PR #9030, opened 2020-03-12
Integrate Dependency Checker Plugin into pom.client.xml

alzimmermsft:
This PR integrates the dependency checker's Maven plugin into `pom.client.xml`. The analyses pipeline will no longer need to checkout the source code from GitHub and install the checker locally. A new profile was added into `pom.client.xml` so this check won't be triggered by default and the plugin will only run for `pom.client.xml` and none of the inheriting projects.

Additionally, this PR also fixes the improperly configured dependency checker plugin used in the `azure-sdk-bom` project and revs the version being used.

### DIFF
--- a/eng/code-quality-reports/src/main/resources/index.html
+++ b/eng/code-quality-reports/src/main/resources/index.html
@@ -16,19 +16,19 @@
             font-family: sans-serif;
             -ms-text-size-adjust: 100%
         }
-        
+
         a {
             background-color: transparent
         }
-        
+
         h1 {
             margin: .67em 0
         }
-        
+
         hr {
             height: 0
         }
-        
+
         *,
         :after,
         :before,
@@ -38,41 +38,41 @@
         input[type=search] {
             box-sizing: border-box
         }
-        
+
         html {
             font-size: 10px;
             -webkit-tap-highlight-color: transparent
         }
-        
+
         body {
             font-family: "Helvetica Neue", Helvetica, Arial, sans-serif;
             font-size: 14px;
             line-height: 1.428571429;
             color: #333
         }
-        
+
         a {
             color: #67808c;
             text-decoration: none
         }
-        
+
         a:focus,
         a:hover {
             color: #465760;
             text-decoration: underline
         }
-        
+
         a:focus {
             outline: -webkit-focus-ring-color auto 5px;
             outline-offset: -2px
         }
-        
+
         hr {
             margin-top: 20px;
             margin-bottom: 20px;
             border-top: 1px solid #eee
         }
-        
+
         .h1,
         .h2,
         .h3,
@@ -90,7 +90,7 @@
             line-height: 1.1;
             color: inherit
         }
-        
+
         .h1 .small,
         .h1 small,
         .h2 .small,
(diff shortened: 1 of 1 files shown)


eng/pipelines/aggregate-reports.yml
```diff
@@ -55,7 +55,7 @@ jobs:
       displayName: 'Generate aggregate code coverage report'
```
JonathanGiles: Update title to say code coverage and dependencies

pom.client.xml
```diff
@@ -113,7 +113,8 @@
       <plugin>
         <groupId>org.apache.maven.plugins</groupId>
         <artifactId>maven-compiler-plugin</artifactId>
-        <version>3.8.1</version> <!-- {x-version-update;org.apache.maven.plugins:maven-compiler-plugin;external_dependency} -->
+        <version>3.8.1
+        </version> <!-- {x-version-update;org.apache.maven.plugins:maven-compiler-plugin;external_dependency} -->
```
JonathanGiles: What's up with the line wrapping?

alzimmermsft: IntelliJ auto formatting breaking lines after 120 characters, will update my configuration to ignore XML files (or set it to something large like 200 characters).

eng/pipelines/aggregate-reports.yml
alzimmermsft: Updating to `Generate aggregate code coverage and dependency report`

mitchdenny:
How will this change socialize if we remove the list of modules from ```pom.client.xml``` which is one of the changes landing with the POM restructuring. Will dependency checker continue to work in that secnario.

Note ... that for the core pipeline we'll be running tests with the -am and -amd switches which means it should build the full graph of track 2 libraries. Take a look at this PR to see what the incoming changes look like:

https://github.com/Azure/azure-sdk-for-java/pull/8242

alzimmermsft:
@mitchdenny That is a good question, I'll need to review what is being changed in that PR. If there is still a parent that lists all modules this change is still possible and can be ported to the new pom, if not this change will basically be a moot point.

eng/pipelines/aggregate-reports.yml
```diff
@@ -86,31 +86,14 @@ jobs:
...
-
     - pwsh: |
         $(Build.SourcesDirectory)/eng/DependencyGraph/gen-dep-graph-data.ps1
       displayName: Generate Interdependency Report Data
 
     - pwsh: |
         copy -r target/staging $(Build.ArtifactStagingDirectory)
         copy eng/code-quality-reports/src/main/resources/index.html $(Build.ArtifactStagingDirectory)
-        copy output/dependencies.html (Join-Path $(Build.ArtifactStagingDirectory) "staging")
+        copy output/pom.client.html (Join-Path $(Build.ArtifactStagingDirectory) "staging")
```
JonathanGiles: You will need to update the link in /eng/code-quality-reports/src/main/resources/index.html to change based on this file rename.

alzimmermsft: Should I remove the link out to the SpotBugs aggregate report as well since that doesn't get generated anymore?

+ + + + +

### Exercise directions
Filter the records for the string "index" and copy every line that holds it.

### Solution for this problem
--- a/eng/code-quality-reports/src/main/resources/index.html
+++ b/eng/code-quality-reports/src/main/resources/index.html
         copy eng/code-quality-reports/src/main/resources/index.html $(Build.ArtifactStagingDirectory)
JonathanGiles: You will need to update the link in /eng/code-quality-reports/src/main/resources/index.html to change based on this file rename.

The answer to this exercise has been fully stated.